-------- Data to process --------
PR #5585, opened 2020-08-02
Use 'is' operator instead of 'as' operator

### LINKED ISSUE #5584: Use 'is' operator instead of 'as' operator
There are two that I can find.

found using Roslynator
https://github.com/JosefPihrt/Roslynator/blob/master/docs/analyzers/RCS1172.md

elachlan:
Fixes #5584

### DIFF
--- a/src/Build/Instance/TaskFactories/TaskHostTask.cs
+++ b/src/Build/Instance/TaskFactories/TaskHostTask.cs
@@ -206,7 +206,7 @@ namespace Microsoft.Build.BackEnd
 
                 // If we returned an exception, then we want to throw it when we 
                 // do the get.  
-                if (value != null && value is Exception)
+                if (value is Exception)
                 {
                     throw (Exception)value;
                 }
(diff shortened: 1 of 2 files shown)


src/Build/Instance/TaskFactories/TaskHostTask.cs
```diff
@@ -206,7 +206,7 @@ public object GetPropertyValue(TaskPropertyInfo property)
 
                 // If we returned an exception, then we want to throw it when we 
                 // do the get.  
-                if (value != null && (value as Exception) != null)
+                if (value != null && value is Exception)
```
Forgind, line 209: nit:
```suggestion
                if (value is Exception)
```

src/Build/Instance/TaskFactories/TaskHostTask.cs
```diff
@@ -206,7 +206,7 @@ public object GetPropertyValue(TaskPropertyInfo property)
 
                 // If we returned an exception, then we want to throw it when we 
                 // do the get.  
-                if (value != null && (value as Exception) != null)
+                if (value is Exception)
                 {
                     throw (Exception)value;
                 }
```
ladipro, line 212: nit: I know it's already merged. Just in case you're planning to submit more refactoring PRs, this could have been:

```C#
                if (value is Exception exception)
                {
                    throw exception;
                }
```

Thank you for the contributions!

elachlan: I plan on going through every refactor suggestion. This is one of them that is in the works :)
--------
- [Work task] Could you please print the entire listing exactly?

- [Solved exercise]
PR #5585, opened 2020-08-02
Use 'is' operator instead of 'as' operator

### LINKED ISSUE #5584: Use 'is' operator instead of 'as' operator
There are two that I can find.

found using Roslynator
https://github.com/JosefPihrt/Roslynator/blob/master/docs/analyzers/RCS1172.md

elachlan:
Fixes #5584

### DIFF
--- a/src/Build/Instance/TaskFactories/TaskHostTask.cs
+++ b/src/Build/Instance/TaskFactories/TaskHostTask.cs
@@ -206,7 +206,7 @@ namespace Microsoft.Build.BackEnd
 
                 // If we returned an exception, then we want to throw it when we 
                 // do the get.  
-                if (value != null && value is Exception)
+                if (value is Exception)
                 {
                     throw (Exception)value;
                 }
(diff shortened: 1 of 2 files shown)


src/Build/Instance/TaskFactories/TaskHostTask.cs
```diff
@@ -206,7 +206,7 @@ public object GetPropertyValue(TaskPropertyInfo property)
 
                 // If we returned an exception, then we want to throw it when we 
                 // do the get.  
-                if (value != null && (value as Exception) != null)
+                if (value != null && value is Exception)
```
Forgind, line 209: nit:
```suggestion
                if (value is Exception)
```

src/Build/Instance/TaskFactories/TaskHostTask.cs
```diff
@@ -206,7 +206,7 @@ public object GetPropertyValue(TaskPropertyInfo property)
 
                 // If we returned an exception, then we want to throw it when we 
                 // do the get.  
-                if (value != null && (value as Exception) != null)
+                if (value is Exception)
                 {
                     throw (Exception)value;
                 }
```
ladipro, line 212: nit: I know it's already merged. Just in case you're planning to submit more refactoring PRs, this could have been:

```C#
                if (value is Exception exception)
                {
                    throw exception;
                }
```

Thank you for the contributions!

elachlan: I plan on going through every refactor suggestion. This is one of them that is in the works :)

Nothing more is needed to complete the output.